_Description of the task_.
Using the entries that follow, establish how many lines contain the word "pipeline" and give only that figure.

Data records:
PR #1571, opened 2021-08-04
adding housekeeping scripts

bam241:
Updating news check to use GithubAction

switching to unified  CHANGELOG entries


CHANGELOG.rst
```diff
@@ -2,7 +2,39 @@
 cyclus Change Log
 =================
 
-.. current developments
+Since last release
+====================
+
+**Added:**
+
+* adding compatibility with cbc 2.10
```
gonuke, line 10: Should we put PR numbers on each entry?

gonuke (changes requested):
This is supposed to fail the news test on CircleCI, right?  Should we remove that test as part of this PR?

* * *

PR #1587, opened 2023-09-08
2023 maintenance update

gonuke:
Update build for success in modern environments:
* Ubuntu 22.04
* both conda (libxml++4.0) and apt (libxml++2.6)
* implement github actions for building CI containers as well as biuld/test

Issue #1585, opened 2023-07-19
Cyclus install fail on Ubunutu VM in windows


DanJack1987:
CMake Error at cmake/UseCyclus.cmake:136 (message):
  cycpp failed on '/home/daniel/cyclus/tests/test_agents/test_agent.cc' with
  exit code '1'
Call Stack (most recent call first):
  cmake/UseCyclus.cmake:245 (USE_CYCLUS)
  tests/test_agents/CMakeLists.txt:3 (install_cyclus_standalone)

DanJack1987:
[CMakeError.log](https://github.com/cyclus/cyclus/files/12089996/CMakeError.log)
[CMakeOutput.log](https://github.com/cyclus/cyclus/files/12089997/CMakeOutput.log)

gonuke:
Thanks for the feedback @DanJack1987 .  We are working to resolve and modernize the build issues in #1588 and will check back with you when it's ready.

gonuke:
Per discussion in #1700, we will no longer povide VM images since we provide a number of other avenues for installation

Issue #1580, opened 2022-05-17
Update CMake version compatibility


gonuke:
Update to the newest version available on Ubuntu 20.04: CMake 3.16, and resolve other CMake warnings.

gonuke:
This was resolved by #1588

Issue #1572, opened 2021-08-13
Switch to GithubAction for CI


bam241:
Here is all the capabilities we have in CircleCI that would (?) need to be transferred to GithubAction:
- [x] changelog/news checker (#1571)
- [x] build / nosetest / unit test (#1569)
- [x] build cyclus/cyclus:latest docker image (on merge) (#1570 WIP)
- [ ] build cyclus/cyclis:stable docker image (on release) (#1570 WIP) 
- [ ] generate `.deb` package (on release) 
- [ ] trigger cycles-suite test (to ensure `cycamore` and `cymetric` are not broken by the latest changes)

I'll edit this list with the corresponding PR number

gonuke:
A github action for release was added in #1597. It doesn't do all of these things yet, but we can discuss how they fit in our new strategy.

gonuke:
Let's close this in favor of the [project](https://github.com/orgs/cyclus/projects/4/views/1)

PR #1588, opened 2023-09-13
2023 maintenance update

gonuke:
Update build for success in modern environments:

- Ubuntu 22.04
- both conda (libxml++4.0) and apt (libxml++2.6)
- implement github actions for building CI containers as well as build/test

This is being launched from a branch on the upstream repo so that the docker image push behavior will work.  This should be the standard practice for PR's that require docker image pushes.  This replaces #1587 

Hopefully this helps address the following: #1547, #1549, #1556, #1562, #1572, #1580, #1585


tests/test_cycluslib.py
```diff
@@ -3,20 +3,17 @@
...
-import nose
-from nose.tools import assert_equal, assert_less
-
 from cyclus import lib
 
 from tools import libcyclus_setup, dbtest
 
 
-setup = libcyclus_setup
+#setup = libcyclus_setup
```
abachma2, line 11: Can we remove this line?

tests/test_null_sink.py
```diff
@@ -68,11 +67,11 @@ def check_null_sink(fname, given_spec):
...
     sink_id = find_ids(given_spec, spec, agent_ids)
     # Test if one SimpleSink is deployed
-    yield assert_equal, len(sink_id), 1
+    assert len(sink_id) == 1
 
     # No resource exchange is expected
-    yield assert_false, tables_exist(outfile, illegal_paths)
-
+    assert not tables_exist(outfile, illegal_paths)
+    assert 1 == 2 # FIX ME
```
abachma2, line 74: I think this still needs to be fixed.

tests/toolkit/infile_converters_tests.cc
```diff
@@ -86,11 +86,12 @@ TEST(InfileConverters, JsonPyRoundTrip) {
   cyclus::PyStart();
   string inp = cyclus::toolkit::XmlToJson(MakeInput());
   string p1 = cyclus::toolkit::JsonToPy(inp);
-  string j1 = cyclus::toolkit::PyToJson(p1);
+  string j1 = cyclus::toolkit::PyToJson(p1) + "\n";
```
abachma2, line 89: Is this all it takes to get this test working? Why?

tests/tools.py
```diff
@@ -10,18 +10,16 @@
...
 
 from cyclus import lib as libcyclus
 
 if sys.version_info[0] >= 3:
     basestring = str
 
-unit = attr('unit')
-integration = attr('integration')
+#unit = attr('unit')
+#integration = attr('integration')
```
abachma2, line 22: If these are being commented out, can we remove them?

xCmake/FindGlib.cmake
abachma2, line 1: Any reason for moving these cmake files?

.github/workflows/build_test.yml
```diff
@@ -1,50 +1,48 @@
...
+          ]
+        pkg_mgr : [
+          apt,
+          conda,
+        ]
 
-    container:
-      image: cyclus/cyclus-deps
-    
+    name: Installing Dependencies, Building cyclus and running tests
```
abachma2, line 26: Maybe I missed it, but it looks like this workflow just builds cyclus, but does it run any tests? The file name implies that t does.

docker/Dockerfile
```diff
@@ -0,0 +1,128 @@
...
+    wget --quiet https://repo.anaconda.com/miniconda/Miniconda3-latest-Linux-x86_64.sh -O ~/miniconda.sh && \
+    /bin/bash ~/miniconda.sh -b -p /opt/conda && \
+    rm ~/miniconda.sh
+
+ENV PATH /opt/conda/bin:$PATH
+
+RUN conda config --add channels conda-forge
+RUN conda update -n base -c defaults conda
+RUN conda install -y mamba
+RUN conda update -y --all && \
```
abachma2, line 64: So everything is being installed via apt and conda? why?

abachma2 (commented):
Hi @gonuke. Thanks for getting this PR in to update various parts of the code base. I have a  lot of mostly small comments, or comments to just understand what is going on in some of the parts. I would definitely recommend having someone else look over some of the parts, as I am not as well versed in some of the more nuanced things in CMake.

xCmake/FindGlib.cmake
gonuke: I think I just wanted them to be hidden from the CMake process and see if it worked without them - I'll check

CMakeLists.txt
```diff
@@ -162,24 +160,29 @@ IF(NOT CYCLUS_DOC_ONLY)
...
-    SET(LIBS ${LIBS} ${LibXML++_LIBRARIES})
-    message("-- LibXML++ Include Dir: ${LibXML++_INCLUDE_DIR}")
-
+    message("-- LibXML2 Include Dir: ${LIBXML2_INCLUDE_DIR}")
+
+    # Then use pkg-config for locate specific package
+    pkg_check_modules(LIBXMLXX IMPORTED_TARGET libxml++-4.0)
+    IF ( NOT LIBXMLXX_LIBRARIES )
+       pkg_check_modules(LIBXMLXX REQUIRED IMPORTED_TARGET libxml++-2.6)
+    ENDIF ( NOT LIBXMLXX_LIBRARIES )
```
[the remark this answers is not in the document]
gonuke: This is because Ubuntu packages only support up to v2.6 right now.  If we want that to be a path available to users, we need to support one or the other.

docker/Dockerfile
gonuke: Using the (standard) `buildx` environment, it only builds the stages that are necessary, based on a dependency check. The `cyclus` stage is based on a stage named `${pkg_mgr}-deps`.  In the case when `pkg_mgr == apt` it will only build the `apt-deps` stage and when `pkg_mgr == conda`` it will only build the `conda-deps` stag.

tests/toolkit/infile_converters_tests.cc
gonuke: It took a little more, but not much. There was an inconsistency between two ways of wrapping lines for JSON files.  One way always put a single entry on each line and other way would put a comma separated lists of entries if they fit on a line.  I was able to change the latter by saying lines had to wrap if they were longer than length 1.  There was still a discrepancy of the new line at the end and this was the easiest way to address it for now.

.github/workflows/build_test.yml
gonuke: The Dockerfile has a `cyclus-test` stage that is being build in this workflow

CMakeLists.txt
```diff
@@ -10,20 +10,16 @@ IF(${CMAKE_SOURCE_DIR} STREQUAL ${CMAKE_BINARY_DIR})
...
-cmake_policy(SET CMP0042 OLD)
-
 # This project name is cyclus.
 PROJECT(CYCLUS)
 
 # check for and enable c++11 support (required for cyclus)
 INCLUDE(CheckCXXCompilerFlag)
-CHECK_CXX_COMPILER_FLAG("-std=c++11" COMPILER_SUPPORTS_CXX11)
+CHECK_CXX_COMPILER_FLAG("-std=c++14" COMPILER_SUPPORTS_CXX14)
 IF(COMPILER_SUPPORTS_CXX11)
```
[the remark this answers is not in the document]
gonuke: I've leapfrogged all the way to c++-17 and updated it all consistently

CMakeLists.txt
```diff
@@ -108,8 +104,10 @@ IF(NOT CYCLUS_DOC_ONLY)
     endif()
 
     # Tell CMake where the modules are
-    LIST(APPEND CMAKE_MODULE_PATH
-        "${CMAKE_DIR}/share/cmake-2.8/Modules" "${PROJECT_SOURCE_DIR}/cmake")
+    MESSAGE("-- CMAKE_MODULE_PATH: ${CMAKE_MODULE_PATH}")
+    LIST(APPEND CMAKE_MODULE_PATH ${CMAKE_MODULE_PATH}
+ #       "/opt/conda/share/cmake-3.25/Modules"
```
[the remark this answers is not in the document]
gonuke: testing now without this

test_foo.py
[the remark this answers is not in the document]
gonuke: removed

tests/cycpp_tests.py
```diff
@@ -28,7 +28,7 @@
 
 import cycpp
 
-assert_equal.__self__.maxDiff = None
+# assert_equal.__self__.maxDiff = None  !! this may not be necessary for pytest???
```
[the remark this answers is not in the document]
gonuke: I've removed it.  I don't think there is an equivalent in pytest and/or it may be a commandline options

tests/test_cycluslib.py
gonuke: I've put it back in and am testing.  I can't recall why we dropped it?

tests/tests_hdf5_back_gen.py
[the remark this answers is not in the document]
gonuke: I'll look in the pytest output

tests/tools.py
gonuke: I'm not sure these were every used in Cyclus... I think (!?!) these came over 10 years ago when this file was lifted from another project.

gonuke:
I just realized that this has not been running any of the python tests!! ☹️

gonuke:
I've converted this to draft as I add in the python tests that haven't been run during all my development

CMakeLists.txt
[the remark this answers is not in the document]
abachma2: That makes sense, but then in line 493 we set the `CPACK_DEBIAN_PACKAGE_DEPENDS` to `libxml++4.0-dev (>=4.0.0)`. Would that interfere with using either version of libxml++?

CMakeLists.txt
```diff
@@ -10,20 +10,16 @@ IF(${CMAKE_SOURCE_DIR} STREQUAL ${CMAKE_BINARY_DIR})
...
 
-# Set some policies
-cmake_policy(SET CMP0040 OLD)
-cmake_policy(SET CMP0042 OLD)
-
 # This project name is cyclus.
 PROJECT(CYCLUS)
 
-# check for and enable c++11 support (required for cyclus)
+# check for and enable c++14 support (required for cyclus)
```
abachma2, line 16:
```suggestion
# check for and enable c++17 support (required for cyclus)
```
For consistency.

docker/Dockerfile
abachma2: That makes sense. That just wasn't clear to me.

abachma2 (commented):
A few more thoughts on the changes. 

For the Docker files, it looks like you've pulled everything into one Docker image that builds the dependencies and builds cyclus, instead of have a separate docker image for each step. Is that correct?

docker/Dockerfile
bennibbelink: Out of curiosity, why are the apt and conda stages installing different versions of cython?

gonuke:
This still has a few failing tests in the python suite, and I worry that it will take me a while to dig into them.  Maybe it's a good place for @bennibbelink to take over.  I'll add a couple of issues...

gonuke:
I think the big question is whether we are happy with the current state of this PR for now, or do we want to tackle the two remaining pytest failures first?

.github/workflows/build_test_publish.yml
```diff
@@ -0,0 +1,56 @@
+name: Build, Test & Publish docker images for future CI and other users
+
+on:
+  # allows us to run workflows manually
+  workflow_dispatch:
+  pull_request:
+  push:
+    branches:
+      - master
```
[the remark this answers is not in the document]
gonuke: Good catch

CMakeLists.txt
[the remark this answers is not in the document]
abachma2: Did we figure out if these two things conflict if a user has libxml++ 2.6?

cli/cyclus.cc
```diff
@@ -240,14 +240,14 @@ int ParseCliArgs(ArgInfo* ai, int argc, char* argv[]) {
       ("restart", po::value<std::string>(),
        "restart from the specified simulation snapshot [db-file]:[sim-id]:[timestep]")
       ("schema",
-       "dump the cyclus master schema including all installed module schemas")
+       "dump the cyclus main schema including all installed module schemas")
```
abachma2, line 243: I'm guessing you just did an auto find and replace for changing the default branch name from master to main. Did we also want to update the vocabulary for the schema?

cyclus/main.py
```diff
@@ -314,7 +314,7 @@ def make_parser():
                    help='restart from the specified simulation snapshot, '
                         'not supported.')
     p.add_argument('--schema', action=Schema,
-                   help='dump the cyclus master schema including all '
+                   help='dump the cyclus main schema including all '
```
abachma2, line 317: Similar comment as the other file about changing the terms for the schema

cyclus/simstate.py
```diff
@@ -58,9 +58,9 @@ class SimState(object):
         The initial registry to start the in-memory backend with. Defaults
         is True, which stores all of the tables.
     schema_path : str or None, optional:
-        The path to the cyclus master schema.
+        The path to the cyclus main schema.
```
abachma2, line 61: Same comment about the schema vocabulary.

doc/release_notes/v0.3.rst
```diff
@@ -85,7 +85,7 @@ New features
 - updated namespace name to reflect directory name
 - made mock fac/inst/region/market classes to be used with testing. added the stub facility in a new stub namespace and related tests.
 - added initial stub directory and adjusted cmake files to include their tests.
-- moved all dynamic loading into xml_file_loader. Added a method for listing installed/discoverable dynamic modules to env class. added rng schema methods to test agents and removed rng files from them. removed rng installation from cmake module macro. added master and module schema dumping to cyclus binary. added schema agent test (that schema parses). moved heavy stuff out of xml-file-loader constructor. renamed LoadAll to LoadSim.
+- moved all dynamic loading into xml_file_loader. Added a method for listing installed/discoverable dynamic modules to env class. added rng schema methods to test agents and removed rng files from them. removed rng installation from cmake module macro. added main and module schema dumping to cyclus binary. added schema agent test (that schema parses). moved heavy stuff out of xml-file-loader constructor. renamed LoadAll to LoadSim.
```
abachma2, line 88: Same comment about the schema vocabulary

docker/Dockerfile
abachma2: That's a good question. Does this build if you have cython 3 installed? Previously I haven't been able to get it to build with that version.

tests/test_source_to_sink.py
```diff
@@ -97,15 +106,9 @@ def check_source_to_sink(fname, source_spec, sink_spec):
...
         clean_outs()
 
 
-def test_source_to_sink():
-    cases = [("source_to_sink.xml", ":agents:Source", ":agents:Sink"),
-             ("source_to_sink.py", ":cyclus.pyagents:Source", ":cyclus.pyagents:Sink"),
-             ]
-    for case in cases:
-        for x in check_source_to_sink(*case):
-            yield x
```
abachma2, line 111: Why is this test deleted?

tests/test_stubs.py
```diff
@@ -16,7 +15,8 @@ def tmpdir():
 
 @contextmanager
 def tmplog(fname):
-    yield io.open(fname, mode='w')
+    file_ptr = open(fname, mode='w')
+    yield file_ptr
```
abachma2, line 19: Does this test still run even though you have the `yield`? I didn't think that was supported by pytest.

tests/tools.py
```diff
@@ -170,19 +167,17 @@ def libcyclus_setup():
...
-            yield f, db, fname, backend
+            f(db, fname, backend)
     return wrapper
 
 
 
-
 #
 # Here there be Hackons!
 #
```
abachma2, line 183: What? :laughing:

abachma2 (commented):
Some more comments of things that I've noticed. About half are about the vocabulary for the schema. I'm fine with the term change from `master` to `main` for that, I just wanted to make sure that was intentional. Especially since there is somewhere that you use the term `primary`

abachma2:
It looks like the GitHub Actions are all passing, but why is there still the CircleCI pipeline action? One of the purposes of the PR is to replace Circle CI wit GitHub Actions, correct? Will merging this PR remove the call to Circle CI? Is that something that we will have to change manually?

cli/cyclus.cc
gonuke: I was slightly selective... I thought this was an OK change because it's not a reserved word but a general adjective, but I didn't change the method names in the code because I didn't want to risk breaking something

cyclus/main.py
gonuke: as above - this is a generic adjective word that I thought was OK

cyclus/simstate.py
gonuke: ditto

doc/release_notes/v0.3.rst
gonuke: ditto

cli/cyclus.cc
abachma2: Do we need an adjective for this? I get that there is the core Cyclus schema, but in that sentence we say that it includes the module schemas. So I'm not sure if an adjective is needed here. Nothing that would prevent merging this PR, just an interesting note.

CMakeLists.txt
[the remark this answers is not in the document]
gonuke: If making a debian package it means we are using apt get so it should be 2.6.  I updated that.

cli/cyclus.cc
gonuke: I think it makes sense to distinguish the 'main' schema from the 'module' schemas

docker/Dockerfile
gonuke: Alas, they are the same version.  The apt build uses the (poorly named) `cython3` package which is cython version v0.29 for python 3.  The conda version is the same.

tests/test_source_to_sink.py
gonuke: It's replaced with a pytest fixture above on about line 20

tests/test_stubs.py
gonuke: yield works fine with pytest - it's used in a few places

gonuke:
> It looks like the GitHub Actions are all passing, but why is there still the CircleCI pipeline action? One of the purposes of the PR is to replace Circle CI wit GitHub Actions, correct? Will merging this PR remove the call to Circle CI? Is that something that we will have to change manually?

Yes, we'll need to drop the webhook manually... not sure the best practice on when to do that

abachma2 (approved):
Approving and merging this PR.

...

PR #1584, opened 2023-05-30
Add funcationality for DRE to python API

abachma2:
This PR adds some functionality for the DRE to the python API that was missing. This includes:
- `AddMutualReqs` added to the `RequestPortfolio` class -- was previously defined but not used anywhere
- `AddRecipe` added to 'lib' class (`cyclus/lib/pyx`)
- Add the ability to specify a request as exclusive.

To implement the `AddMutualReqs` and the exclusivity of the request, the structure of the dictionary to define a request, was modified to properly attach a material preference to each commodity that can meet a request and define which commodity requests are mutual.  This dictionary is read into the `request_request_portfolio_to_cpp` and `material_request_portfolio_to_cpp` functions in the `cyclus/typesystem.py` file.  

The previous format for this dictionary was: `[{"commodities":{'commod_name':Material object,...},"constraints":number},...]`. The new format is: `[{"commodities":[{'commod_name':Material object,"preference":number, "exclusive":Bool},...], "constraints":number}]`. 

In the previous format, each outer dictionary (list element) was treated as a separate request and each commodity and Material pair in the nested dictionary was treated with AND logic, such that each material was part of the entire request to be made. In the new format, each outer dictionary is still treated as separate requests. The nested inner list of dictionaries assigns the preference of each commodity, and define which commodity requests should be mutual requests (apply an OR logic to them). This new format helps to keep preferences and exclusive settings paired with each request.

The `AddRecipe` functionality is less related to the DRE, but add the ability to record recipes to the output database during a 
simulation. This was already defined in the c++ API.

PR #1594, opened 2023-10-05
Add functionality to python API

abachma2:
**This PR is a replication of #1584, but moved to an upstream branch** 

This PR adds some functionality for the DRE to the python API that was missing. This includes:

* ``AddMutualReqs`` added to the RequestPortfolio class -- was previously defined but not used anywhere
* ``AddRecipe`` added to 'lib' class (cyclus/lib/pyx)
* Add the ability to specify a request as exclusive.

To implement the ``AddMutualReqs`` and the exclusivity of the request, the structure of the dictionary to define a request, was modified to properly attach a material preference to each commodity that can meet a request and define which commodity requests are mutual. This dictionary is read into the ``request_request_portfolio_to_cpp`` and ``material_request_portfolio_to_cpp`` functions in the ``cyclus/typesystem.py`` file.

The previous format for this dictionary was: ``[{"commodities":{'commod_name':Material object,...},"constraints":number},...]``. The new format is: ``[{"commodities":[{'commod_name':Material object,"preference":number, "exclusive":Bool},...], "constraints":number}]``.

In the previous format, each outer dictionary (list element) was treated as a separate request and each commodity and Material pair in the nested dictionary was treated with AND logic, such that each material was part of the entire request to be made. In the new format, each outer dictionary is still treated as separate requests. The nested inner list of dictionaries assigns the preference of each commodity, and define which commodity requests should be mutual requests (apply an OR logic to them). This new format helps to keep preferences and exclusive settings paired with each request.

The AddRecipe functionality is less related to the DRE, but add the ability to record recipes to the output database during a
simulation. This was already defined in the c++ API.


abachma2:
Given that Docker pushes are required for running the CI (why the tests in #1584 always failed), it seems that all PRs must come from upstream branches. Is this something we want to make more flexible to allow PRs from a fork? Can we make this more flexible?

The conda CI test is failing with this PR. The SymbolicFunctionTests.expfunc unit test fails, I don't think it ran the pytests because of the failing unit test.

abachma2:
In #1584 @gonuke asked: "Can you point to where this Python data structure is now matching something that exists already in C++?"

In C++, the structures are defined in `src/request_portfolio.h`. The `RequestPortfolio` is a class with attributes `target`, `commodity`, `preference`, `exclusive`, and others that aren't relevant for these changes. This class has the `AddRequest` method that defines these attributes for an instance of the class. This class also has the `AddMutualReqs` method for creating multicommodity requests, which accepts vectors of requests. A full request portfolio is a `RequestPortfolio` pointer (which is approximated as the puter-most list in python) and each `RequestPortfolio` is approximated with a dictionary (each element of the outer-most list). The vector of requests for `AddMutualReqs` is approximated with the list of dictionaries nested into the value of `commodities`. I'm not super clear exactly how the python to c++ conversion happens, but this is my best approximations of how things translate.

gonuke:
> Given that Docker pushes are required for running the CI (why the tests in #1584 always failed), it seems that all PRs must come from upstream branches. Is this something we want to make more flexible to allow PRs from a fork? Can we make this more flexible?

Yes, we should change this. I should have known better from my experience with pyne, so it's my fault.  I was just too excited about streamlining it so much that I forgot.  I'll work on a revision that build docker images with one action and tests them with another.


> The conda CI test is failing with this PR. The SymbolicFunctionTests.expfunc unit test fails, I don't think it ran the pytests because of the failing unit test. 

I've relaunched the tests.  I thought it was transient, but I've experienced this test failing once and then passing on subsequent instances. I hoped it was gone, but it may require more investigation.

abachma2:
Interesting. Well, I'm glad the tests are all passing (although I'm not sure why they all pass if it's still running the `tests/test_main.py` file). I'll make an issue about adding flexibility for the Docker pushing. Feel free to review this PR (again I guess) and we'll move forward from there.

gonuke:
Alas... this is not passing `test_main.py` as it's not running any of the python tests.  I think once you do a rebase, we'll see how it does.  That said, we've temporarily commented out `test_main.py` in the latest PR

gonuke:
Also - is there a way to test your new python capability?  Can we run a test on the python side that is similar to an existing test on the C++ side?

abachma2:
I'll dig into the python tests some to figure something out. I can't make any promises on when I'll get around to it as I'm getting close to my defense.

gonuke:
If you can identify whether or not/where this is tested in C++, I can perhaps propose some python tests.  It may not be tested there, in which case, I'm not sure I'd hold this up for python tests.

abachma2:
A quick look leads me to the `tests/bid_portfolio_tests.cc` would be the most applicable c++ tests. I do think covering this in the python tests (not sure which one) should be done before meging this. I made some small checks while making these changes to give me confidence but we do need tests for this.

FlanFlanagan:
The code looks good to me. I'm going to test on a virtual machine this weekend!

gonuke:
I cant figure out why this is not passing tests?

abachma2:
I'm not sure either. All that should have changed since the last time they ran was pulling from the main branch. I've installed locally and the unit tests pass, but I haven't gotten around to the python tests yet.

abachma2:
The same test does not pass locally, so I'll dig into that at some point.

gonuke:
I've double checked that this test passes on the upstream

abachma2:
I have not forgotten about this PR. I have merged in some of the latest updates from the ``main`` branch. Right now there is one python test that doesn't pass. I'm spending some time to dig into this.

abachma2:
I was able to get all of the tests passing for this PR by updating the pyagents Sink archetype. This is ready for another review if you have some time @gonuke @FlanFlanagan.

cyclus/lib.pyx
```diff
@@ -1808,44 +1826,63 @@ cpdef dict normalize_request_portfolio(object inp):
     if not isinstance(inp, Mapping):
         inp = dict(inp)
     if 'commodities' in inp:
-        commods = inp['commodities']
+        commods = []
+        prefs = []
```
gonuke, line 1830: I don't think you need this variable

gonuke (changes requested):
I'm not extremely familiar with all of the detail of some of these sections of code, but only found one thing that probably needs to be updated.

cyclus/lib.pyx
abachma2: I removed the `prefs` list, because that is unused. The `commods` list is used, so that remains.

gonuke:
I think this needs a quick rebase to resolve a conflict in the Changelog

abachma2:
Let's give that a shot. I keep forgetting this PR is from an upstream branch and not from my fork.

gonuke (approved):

_Written response_.
2